Bluetongue virus serotype 8 (BTV-8) re-emerged in Central France in August 2015. The viral strain identified is nearly identical to the one that circulated during the 2006/2009 massive outbreak throughout Europe. To address the question of an undetected BTV-8 circulation on the French territory, a serological study was conducted on young cattle along a transect of seven departments, three of them located in areas where the virus presence had been confirmed by RT-PCR by winter 2015/2016. Sera from 2,565 animals were collected during the winters preceding and following the re-emergence, with 414 animals being sampled in each of the two consecutive years. All samples were tested by competitive ELISA (IDVet) and, when enough serum was available, ELISA-positive samples were confirmed by seroneutralization tests.
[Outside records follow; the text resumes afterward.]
Issue #115, opened 2021-06-18
Use a smart client_label on each connection to vertica


NerdLogic:
Each connection made to Vertica should [set a client label](https://www.vertica.com/docs/10.1.x/HTML/Content/Authoring/ConnectingToVertica/ClientDriverMisc/SettingAClientConnectionLabel.htm) that identifies its purpose.  This helps identify and track down problems.  It also has the added benefit of helping quantify customer usage if customers share their scrutinize data with Vertica.

Here are some thoughts on what that could look like.  Some of these might not be possible, and we could add more later if needed.

vkspark-<cluster>[-config details][--purpose]
where <cluster> is some scrubbed string that identifies this spark cluster
where the optional [-config details] details might be:
-vs<version> - the version of the vertica spark connector
-sp<version> - the version of spark
-sc<version> - the version of scala
-py<version> - the version of python
-ps<version> - the version of pyspark
-n<node> - the spark node number?
-m<max node> - the number of spark nodes in cluster
-k - kerberos was used to connect
-p - password was used to connect
-c<conn number> - increment for each connection made from this node

e.g.
vspark-MyCluster5-vs2.0.1-sp3.1.0-sc2.13.1-n3-m12-k-c1--main
vspark-MyCluster5-vs2.0.1-sp3.1.0-sc2.13.1-n3-m12-k-c2--background_monitoring

PR #131, opened 2021-06-30
Add smart client label for JDBC connection

jonathanl-bq:
### Summary

This change adds a smart client label to expose more helpful debugging information.

### Description

This adds a smart client label. The label includes the version of the connector, the Spark version, the authentication method used, and a UUID for the connection.

### Related Issue
#115 

### Additional Reviewers
@alexr-bq 
@ravjotbrar

### DIFF
--- a/connector/src/main/scala/com/vertica/spark/datasource/jdbc/VerticaJdbcLayer.scala
+++ b/connector/src/main/scala/com/vertica/spark/datasource/jdbc/VerticaJdbcLayer.scala
@@ -295,6 +295,9 @@ class VerticaJdbcLayer(cfg: JDBCConfig) extends JdbcLayerInterface {
 
   def configureSession(fileStoreLayer: FileStoreLayerInterface): ConnectorResult[Unit] = {
     for {
+      connection <- this.connection
+      label <- Try{connection.getClientInfo("APPLICATIONNAME")}.toEither.left.map(e => handleJDBCException(e))
+      _ <- this.query(s"SELECT SET_CLIENT_LABEL('$label');")
       _ <- this.configureKerberosToFilestore(fileStoreLayer)
       _ <- this.configureAWSParameters(fileStoreLayer)
     } yield ()
--- a/connector/src/main/scala/com/vertica/spark/datasource/jdbc/VerticaJdbcLayer.scala
+++ b/connector/src/main/scala/com/vertica/spark/datasource/jdbc/VerticaJdbcLayer.scala
@@ -24,6 +24,7 @@ import com.vertica.spark.config.{BasicJdbcAuth, JDBCConfig, KerberosAuth, LogPro
 import com.vertica.spark.datasource.fs.FileStoreLayerInterface
 import com.vertica.spark.util.error.ErrorHandling.ConnectorResult
 import com.vertica.spark.util.general.Utils
+import hello.BuildInfo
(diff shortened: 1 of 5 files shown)


alexr-bq (approved):

connector/src/main/scala/com/vertica/spark/datasource/jdbc/VerticaJdbcLayer.scala
```diff
@@ -126,12 +127,22 @@ class VerticaJdbcLayer(cfg: JDBCConfig) extends JdbcLayerInterface {
...
         }, handleConnectionException).left.map(_.context("Initial connection was not valid.")))
   }
 
+  private def createClientLabel: String = {
+    val authMethod = this.cfg.auth match {
+      case BasicJdbcAuth(_, _) => "-p"
+      case KerberosAuth(_, _, _, _) => "-k"
+    }
+    val sparkVersion = SparkSession.active.sparkContext.version
+    "vspark" + "-vs" + BuildInfo.version + authMethod + "-sp" + sparkVersion + "-" + java.util.UUID.randomUUID.toString
```
NerdLogic, line 143: If you're going to include a UUID, you should use the same protocol and proceed it with a token that identifies what it is like "-uu".  BUT, I don't think there is any value in a UUID since the session id (select client_label, session_id from current_session) is already essentially unique for this database.  The session id is also in scrutin data, so across many databases we could join with other tables to make it unique if needed.

NerdLogic: A simple count (-cXXX) would make it easier to visually identify unique (mostly) connections.  Does spark have a way of keeping track of a sequence or something?  If not, process id might be good enough.

functional-tests/src/main/scala/com/vertica/spark/functests/JDBCTests.scala
```diff
@@ -190,5 +199,16 @@ class JDBCTests(val jdbcCfg: JDBCConfig) extends AnyFlatSpec with BeforeAndAfter
...
   }
 
+  it should "get the client label" in {
+    val result = jdbcLayer.query("SELECT GET_CLIENT_LABEL();")
 
+    result match {
+      case Right(rs) =>
+        assert(rs.next())
+        val label = rs.getString(1)
+        assert(label.contains("vspark-vs2.0.0-p-sp" + SparkSession.active.sparkContext.version))
```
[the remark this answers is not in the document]
jonathanl-bq: I'm probably only going to be able to verify that the version matches the regex. The BuildInfo.version comes from the connector project and I doubt there's an easy way to get that from our test project.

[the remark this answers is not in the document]
jonathanl-bq: Nevermind, it turns out this works.

connector/src/main/scala/com/vertica/spark/datasource/jdbc/VerticaJdbcLayer.scala
jonathanl-bq: Talked about this offline. Spark doesn't expose any sequence, and process id is not needed.

NerdLogic (approved):

PR #150, opened 2021-07-16
External table feature

alexr-bq:
### Summary

Provides an option to create an external table rather than uploading data in intermediary to Vertica.

### Description

- Implements new option for create_external_table
- Unit tests
- Integration tests

Will error out if this and other new feature, merge keys, are specified at the same time, as one always wants an existing table, and the other always wants to create a new table.

### Additional Reviewers

@ravjotbrar 
@jonathanl-bq


jonathanl-bq (approved):

ravjotbrar:
Just need to fix issue causing integration tests to fail

PR #159, opened 2021-07-23
Fix sbt deprecation warnings

ches:
### Summary

Since v1.5 sbt is becoming insistent about use of the ["unified slash syntax"](https://www.scala-sbt.org/1.x/docs/Migrating-from-sbt-013x.html#Migrating+to+slash+syntax) and issuing warnings on the good ol' `in` syntax.

In the interest of not being greeted with warnings immediately when you start to work on the project, let's make those go away.

### Description

Convert all scoped settings to use slash syntax.


jonathanl-bq (approved):
Approved. Thanks for the contribution!

alexr-bq (approved):

ravjotbrar (approved):

PR #188, opened 2021-07-29
Fix issue with duplicate IDs causing "File not found" error

alexr-bq:
### Summary

Fix duplicate ID issue causing read to fail under specific circumstances.

### Description

Previously, we would copy with a unique ID unless the filters were the same. This was based on a confusion between the planInputPartitions and scan build functions. The former is called twice per operation, and it was assumed the later was as well. This is not the case, so there is no need to filter the copying, we can always copy with a new unique ID.

### Additional Reviewers

@jonathanl-bq 
@ravjotbrar

### DIFF
--- a/connector/src/test/scala/com/vertica/spark/datasource/v2/VerticaV2SourceTest.scala
+++ b/connector/src/test/scala/com/vertica/spark/datasource/v2/VerticaV2SourceTest.scala
@@ -497,7 +497,6 @@ class VerticaV2SourceTests extends AnyFlatSpec with BeforeAndAfterAll with MockF
 
     // Implementation currently based on config, not identifier
     assert(catalog.tableExists(mock[Identifier]))
-
   }
 
   it should "catalog loads table on load or create" in {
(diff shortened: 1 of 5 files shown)


ravjotbrar (approved):

functional-tests/src/main/scala/com/vertica/spark/functests/EndToEndTests.scala
```diff
@@ -213,6 +213,7 @@ class EndToEndTests(readOpts: Map[String, String], writeOpts: Map[String, String
     TestUtils.dropTable(conn, tableName1)
   }
 
+
```
alexey-temnikov, line 216: nit: extra line

connector/src/test/scala/com/vertica/spark/datasource/v2/VerticaV2SourceTest.scala
```diff
@@ -497,6 +497,7 @@ class VerticaV2SourceTests extends AnyFlatSpec with BeforeAndAfterAll with MockF
 
     // Implementation currently based on config, not identifier
     assert(catalog.tableExists(mock[Identifier]))
+
```
jonathanl-bq, line 500: nit: Probably should remove this. I'm curious to know what scalafmt does about this though.

jonathanl-bq (approved):

Issue #154, opened 2021-07-21
Refactor examples' script code 


ravjotbrar:
There is common code between all the scripts for each example that should be extracted out to minimize redundancy. A possible solution is to move all of this code into the Dockerfile so that it is only run when the containers are composed up.

PR #213, opened 2021-08-10
Refactor run-example script

ravjotbrar:
### Summary

This change extracts out common code from different example scripts into the Dockerfile. 

### Description

Moved the download of Spark/Hadoop into the Dockerfile. This minimizes redundancy and ensures new examples that require their own scripts do not have to tweak the entire run-example script. This change also ensures that Spark and Hadoop are only downloaded when the docker containers are composed up for the first time.

### Related Issue

https://github.com/vertica/spark-connector/issues/154

### Additional Reviewers

@alexr-bq 
@jonathanl-bq

### DIFF
--- a/examples/pyspark/run-python-example.sh
+++ b/examples/pyspark/run-python-example.sh
@@ -1,48 +1,12 @@
-if [ "$1" == "clean" ]
-  then
-    yum install -y python3
-    wget -P ../../ https://archive.apache.org/dist/spark/spark-3.0.3/spark-3.0.3-bin-without-hadoop.tgz
-    wget -P ../../ https://archive.apache.org/dist/hadoop/common/hadoop-3.3.0/hadoop-3.3.0.tar.gz
-    cd ../../
-    tar xvf spark-3.0.2-bin-without-hadoop.tgz
-    tar xvf hadoop-3.3.0.tar.gz
-    mv spark-3.0.2-bin-without-hadoop/ /opt/spark
-    cd /opt/spark/conf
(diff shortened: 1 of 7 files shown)


examples/pyspark/run-python-example.sh
```diff
@@ -1,48 +1,12 @@
...
-    export PATH=$PATH:$SPARK_HOME/bin:$SPARK_HOME/sbin
-    start-master.sh
-    start-slave.sh spark://localhost:7077
-    cd ../../../spark-connector/examples
-    spark-submit --jars ../../connector/target/scala-2.12/spark-vertica-connector-assembly-2.0.1.jar sparkapp.py
+yum install -y python3
+export JAVA_HOME=/usr/lib/jvm/jre-11-openjdk
+export SPARK_DIST_CLASSPATH=$(/hadoop-3.3.0/bin/hadoop classpath)
+export SPARK_HOME=/opt/spark
+export PATH=$PATH:$SPARK_HOME/bin:$SPARK_HOME/sbin
```
jonathanl-bq, line 5: These environment variables should also be set in the Dockerfile. You can use "ENV <command>" to do this.

jonathanl-bq (changes requested):

examples/pyspark/run-python-example.sh
jonathanl-bq: Discussed offline and SPARK_DIST_CLASSPATH is problematic. Until we come up with a way to solve that problem, we're just going to have to leave it.

jonathanl-bq (approved):

Issue #225, opened 2021-08-30
Update new connector version to reflect the 2.0.2 release


ravjotbrar:
Update connector version in our repo where it was originally 2.0.1 to 2.0.0

PR #226, opened 2021-08-30
Update connector version to 2.0.2

ravjotbrar:
### Summary

Update connector version to 2.0.2 to reflect our new release

### Description

Replaced 2.0.1 with 2.0.2 in our project

### Related Issue

https://github.com/vertica/spark-connector/issues/225

### Additional Reviewers

@alexr-bq 
@jonathanl-bq

### DIFF
--- a/examples/demo/build.sbt
+++ b/examples/demo/build.sbt
@@ -21,5 +21,5 @@ resolvers += "jitpack" at "https://jitpack.io"
 
 libraryDependencies ++= Seq(
   "com.typesafe" % "config" % "1.4.1",
-  "com.vertica.spark" % "vertica-spark" % "2.0.2-all"
+  "com.vertica.spark" % "vertica-spark" % "2.0.2-slim"
 )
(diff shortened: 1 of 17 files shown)


jonathanl-bq (approved):

examples/demo/build.sbt
```diff
@@ -14,12 +14,12 @@
...
-version := "2.0.1"
+version := "2.0.2"
 
 resolvers += "Artima Maven Repository" at "https://repo.artima.com/releases"
 resolvers += "jitpack" at "https://jitpack.io"
 
 libraryDependencies ++= Seq(
   "com.typesafe" % "config" % "1.4.1",
-  "com.vertica.spark" % "vertica-spark" % "2.0.1-0"
+  "com.vertica.spark" % "vertica-spark" % "2.0.2-0"
```
alexey-temnikov, line 24: Seems like we should use `2.0.2-slim` instead, as `2.0.2-0` is not published.

alexey-temnikov (changes requested):

examples/demo/build.sbt
ravjotbrar: I thought if we don't specify either, then -all is the default?

alexey-temnikov (approved):

PR #231, opened 2021-09-02
Extra Docker Automation

alexey-temnikov:


docker/sandbox-clientenv.sh
```diff
@@ -8,6 +8,10 @@ function configure_db() {
 }
 
 function configure_hdfs() {
+  docker exec hdfs service ssh start
+  docker exec hdfs start-dfs.sh
+  sleep 10
```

In areas with infected holdings, seropositive animals were found before the re-emergence (N = 14 of 511), significantly more on the following year (N = 17 of 257), and eight animals (N = 158) seroconverted over 2015. Seropositive animals were also detected as early as winter 2014/2015 in one department without known infected holdings (N = 12 of 150), and in winter 2015/2016 in three of them (N = 21 of 555), where seven animals (N = 154) seroconverted over 2015. These results suggest that BTV-8 may have spread at low levels before the re-emergence, even in areas considered virus-free. Unfortunately, whole blood from the seropositive animals was not available to definitely confirm the virus presence by RT-PCR.